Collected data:
PR #6718, opened 2026-07-08
WIP: Email notifications

rakyi:

PR #6982, opened 2026-08-13
Sync email subscription state with Postmark

rakyi:
Add authenticated, retry-safe Postmark webhooks for delivery and subscription changes, mirror Broadcast suppressions in D1, and reactivate eligible recipients after explicit resubscription.

Separate subscription intent from deliverability, strengthen sender recovery and configuration validation, and expand local tooling, documentation, and end-to-end coverage.


rakyi:
> [!WARNING]
> <b>This pull request is not mergeable via GitHub because a downstack PR is open. Once all requirements are satisfied, merge this PR as a stack <a href="https://app.graphite.com/github/pr/owid/owid-grapher/6982?utm_source=stack-comment-downstack-mergeability-warning" >on Graphite</a>.</b>

* **#6982** <a href="https://app.graphite.com/github/pr/owid/owid-grapher/6982?utm_source=stack-comment-icon" target="_blank">Graphite</a> 👈 <a href="https://app.graphite.com/github/pr/owid/owid-grapher/6982?utm_source=stack-comment-view-in-graphite" target="_blank">(View in Graphite)</a>
* **#6718** <a href="https://app.graphite.com/github/pr/owid/owid-grapher/6718?utm_source=stack-comment-icon" target="_blank">Graphite</a>: 1 other dependent PR ([#6797](https://github.com/owid/owid-grapher/pull/6797) <a href="https://app.graphite.com/github/pr/owid/owid-grapher/6797?utm_source=stack-comment-icon" target="_blank">Graphite</a>)
* `master`


<h2></h2>

d1/email-notifications/migrations/0001_create_email_notifications_tables.sql
```diff
@@ -51,22 +40,47 @@ CREATE TABLE notification_preferences (
...
+    -- particular sent message.
+    messageId TEXT,
+    processedAt TEXT NOT NULL DEFAULT (strftime('%Y-%m-%dT%H:%M:%fZ', 'now'))
+);
+
+-- Mirror of Postmark's broadcast-stream suppression list. Subscription-change
+-- webhooks add normalized addresses when Postmark suppresses them and remove
+-- them on reactivation.
+CREATE TABLE suppressed_addresses (
+    email TEXT PRIMARY KEY,
```
rakyi: Can we use a FK for the users table?

baker/emailNotifications/sendEmailNotifications.ts
```diff
@@ -200,108 +205,65 @@ async function buildNotificationItems(
...
+    const response = await client.sendEmail({
+        From: EMAIL_NOTIFICATIONS_FROM_ADDRESS,
+        To: email.to,
+        Subject: email.subject,
+        HtmlBody: email.htmlBody,
+        // Bulk emails must go through a Postmark broadcast stream (not the
+        // transactional "outbound" stream). Postmark adds the unsubscribe
+        // headers automatically.
+        MessageStream: "broadcast",
+        Tag: "email-notifications",
```
ikesau: Maybe worth a comment explaining that this is optional - just for analysis if we choose to add further email types in the future

baker/emailNotifications/sendEmailNotifications.ts
```diff
@@ -200,108 +205,65 @@ async function buildNotificationItems(
...
-    postmarkMessageId: string | null,
+    postmarkMessageId: string,
     sentAt: Date
 ): Promise<void> {
     const sentAtIso = sentAt.toISOString()
     await d1.query(
         `UPDATE notification_preferences
-         SET last_sent_at = ?1, updated_at = ?1
-         WHERE user_id = ?2`,
+         SET lastSentAt = ?1, updatedAt = ?1
```
ikesau, line 267: One other option instead of having to always remember to update `updatedAt` columns in D1 is [adding a trigger](https://www.sqlite.org/lang_createtrigger.html).

```sql
CREATE TRIGGER notification_preferences_set_updatedAt
AFTER UPDATE ON notification_preferences
FOR EACH ROW
WHEN NEW.updatedAt IS OLD.updatedAt
BEGIN
    UPDATE notification_preferences
    SET updatedAt = strftime('%Y-%m-%dT%H:%M:%fZ', 'now')
    WHERE id = NEW.id;
END;
```

We'd have to remember to write this any time we create a new table/column though, so maybe it's about the same. Just putting it here as food for thought.

baker/emailNotifications/sendEmailNotifications.ts
```diff
@@ -346,118 +314,102 @@ async function sendEmailNotifications(options: {
...
+
+            // We only send to subscribers absent from suppressed_addresses, so
+            // Postmark refusing one means a subscription-change webhook was
+            // missed. Leave it visible for manual reconciliation rather than
+            // guessing why it was suppressed.
+            console.error(
+                `Email send refused userId=${subscriber.userId} reason=inactiveRecipient`
+            )
+            Sentry.captureException(error)
+            failures.push({ userId: subscriber.userId, error })
```
ikesau, line 392: So here, we'll see the console.error in buildkite and the error itself in Sentry, right? That seems good

devTools/postmarkCatcher/postmarkCatcher.ts
```diff
@@ -75,13 +70,15 @@ function acceptEmail(payload: Record<string, unknown>) {
 function renderIndexPage(): string {
     const rows = emails
         .map((email, index) => {
+            // Coerced with String(): the payload is typed for convenience but
+            // comes off the wire, so a sender bug can put anything in it.
```
ikesau: Not sure this comment is adding much value

functions/api/email-notifications/subscribe.ts
```diff
@@ -191,7 +204,7 @@ async function createSubscribedUser(
     await db
         .prepare(
             `INSERT INTO notification_preferences
-                 (user_id, topic_tags, content_types, frequency)
+                 (userId, topicTags, contentTypes, frequency)
```
ikesau: Should we also clear the suppressions table here? Perhaps it's not possible, but in my testing (where I was manually editing my local DB) I manually added a suppression and then tried to subscribe the address. 

I think the scenarios where this could happen on prod are pretty contrived, but it's also only one line to fix here.

d1/email-notifications/migrations/0001_create_email_notifications_tables.sql
rakyi: We can, but it wouldn't be very useful. It's better to record a suppression even if we don't have a user with that email than to reject the event or create dummy user rows.

rakyi:
@codex review

baker/emailNotifications/sendEmailNotifications.ts
ikesau: In practice, putting a line of documentation somewhere for LLMs to always remember to check that `updatedAt` columns always get updated would also be sufficient.

functions/api/email-notifications/preferences.ts
```diff
@@ -117,38 +126,65 @@ export const onRequestPost: PagesFunction<Env> = async ({ request, env }) => {
...
                      SET status = 'unsubscribed',
-                         updated_at = strftime('%Y-%m-%dT%H:%M:%fZ', 'now')
+                         updatedAt = strftime('%Y-%m-%dT%H:%M:%fZ', 'now')
                      WHERE id = ?1`
                 )
                 .bind(userId)
                 .run()
         } else if (data.preferences) {
+            if (user.activeSuppressionChangedAt) {
+                await reactivatePostmarkRecipient(env, user.email)
```
ikesau, line 165: Can the transactional stream get suppressed? e.g. with a `HardBounce` or `SpamComplaint` - and if so, should we also check for / delete the suppression here also?

If a user flags a transactional email as spam, they probably don't want to receive any emails from us at all, but if they got a `HardBounce` (e.g. from a full inbox) then maybe they do.

package.json
```diff
@@ -47,7 +47,7 @@
         "testFormatAll": "yarn oxfmt --check",
         "testFormatChanged": "bash -c 'files=$((git diff --name-only --diff-filter=ACMRTUXB && git diff --name-only --cached --diff-filter=ACMRTUXB) | sort -u | grep -E \"\\.(tsx?|jsx?|ts|js|json|md|html|css|scss|yml)$\" | tr \"\\n\" \" \"); if [ -n \"$files\" ]; then yarn oxfmt --check $files; else echo \"No uncommitted files to check formatting\"; fi'",
         "test": "vitest",
-        "test:functions:e2e-r2": "vitest functions/test/grapher-config-r2.e2e.test.ts",
+        "test:functions:e2e": "vitest functions/test/*.e2e.test.ts",
```
ikesau, line 54: Is this change meant to be here?

functions/_common/postmarkWebhook.ts
```diff
@@ -42,53 +40,228 @@ export function checkPostmarkWebhookAuthorization(
...
+    if (
+        event.RecordType === "Delivery" &&
+        event.MessageStream === POSTMARK_BROADCAST_MESSAGE_STREAM
+    ) {
+        // Sandbox delivery can beat the send API response, which means the
+        // sender has not inserted its messages row yet. Do not acknowledge or
+        // record the webhook in that case: Postmark will retry after the send
+        // has been recorded.
+        const message = await db
+            .prepare("SELECT 1 FROM messages WHERE messageId = ?1")
```
ikesau: Wrong column name here

```suggestion
            .prepare("SELECT 1 FROM messages WHERE id = ?1")
```

functions/api/email-notifications/postmark-webhook.ts
```diff
@@ -1,79 +1,49 @@
...
-            Sentry.captureMessage(
-                `Unexpected Postmark webhook payload: ${z.prettifyError(error)}`
-            )
-            return okResponse()
-        }
+    let event: PostmarkWebhookEvent
+    try {
+        event = await request.json<PostmarkWebhookEvent>()
+    } catch (error) {
+        Sentry.captureException(error)
```
ikesau: Could we wrap these in a handler that also logs? Would make local debugging easier

ikesau (approved):
Whoops, that was meant to be an approval.

Looks good! I spent a lot of time simulating queries with curl and realizing I was slightly misunderstanding how things worked, so that was time well spent.

I didn't end up going as far as setting up ngrok, but hopefully between curl and the catcher, it's sufficient.

functions/api/email-notifications/preferences.ts
rakyi: Yes, the transactional stream has its own suppressions.

- A full inbox is a soft bounce, not a hard bounce, but this flow requires clicking on a recent magic link, which means the inbox should not be full (and didn't hard bounce)
- Spam complaints can't be deleted via the API regardless of the stream

How Postmark models it is that streams are separate logically, and one reason is that they want to prevent the deliverability of one from affecting the other. That's also why we should use different subdomains for them. So to me it makes sense to treat them separately and not try to be clever.

If you remember, we talked about this during the sync review: we said that we won't record suppressions of the transactional stream for now and will monitor the dashboard and add them later if handling them automatically seems necessary (i.e., manually in Postmark wouldn't be enough).

package.json
rakyi: Yes, we added a new test file and renamed the old one.

baker/emailNotifications/sendEmailNotifications.ts
rakyi: Added a comment.

baker/emailNotifications/sendEmailNotifications.ts
rakyi: I went with docs instead. The trigger would technically work, but it counts as an additional query, and in this case the `lastSentAt` and `updatedAt` would not be the same time like now, where we supply the same value for each.

baker/emailNotifications/sendEmailNotifications.ts
rakyi: Yes!

functions/api/email-notifications/postmark-webhook.ts
rakyi: Done.

functions/_common/mailchimp.ts
```diff
@@ -45,35 +45,47 @@ function makeAuthHeader(env: Env): string {
...
-        interests: { [env.MAILCHIMP_OWID_BRIEF_INTEREST_ID]: enabled },
-    }
+    const member = shouldSubscribe
+        ? {
+              email_address: email,
+              status_if_new: "subscribed",
+              // status_if_new only applies when creating a member. An
+              // explicit Brief opt-in also re-subscribes an existing globally
+              // unsubscribed member.
+              status: "subscribed",
```
ikesau, line 68: Have you confirmed that this works? Claude thinks there's a chance Mailchimp will reject resubscribes if not done via a form it hosts.

ikesau (approved):

functions/_common/mailchimp.ts
rakyi: Good catch! We have to change how this works. I'll do it in the next PR to keep this one from becoming even bigger.

rakyi:
Folded into `email-notifications`.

## WORK REQUIRED
Reproduce exactly the lines that run from the start of the records to the line with "Add authenticated, retry-safe", both included.

## TASK RESULT
PR #6718, opened 2026-07-08
WIP: Email notifications

rakyi:

PR #6982, opened 2026-08-13
Sync email subscription state with Postmark

rakyi:
Add authenticated, retry-safe Postmark webhooks for delivery and subscription changes, mirror Broadcast suppressions in D1, and reactivate eligible recipients after explicit resubscription.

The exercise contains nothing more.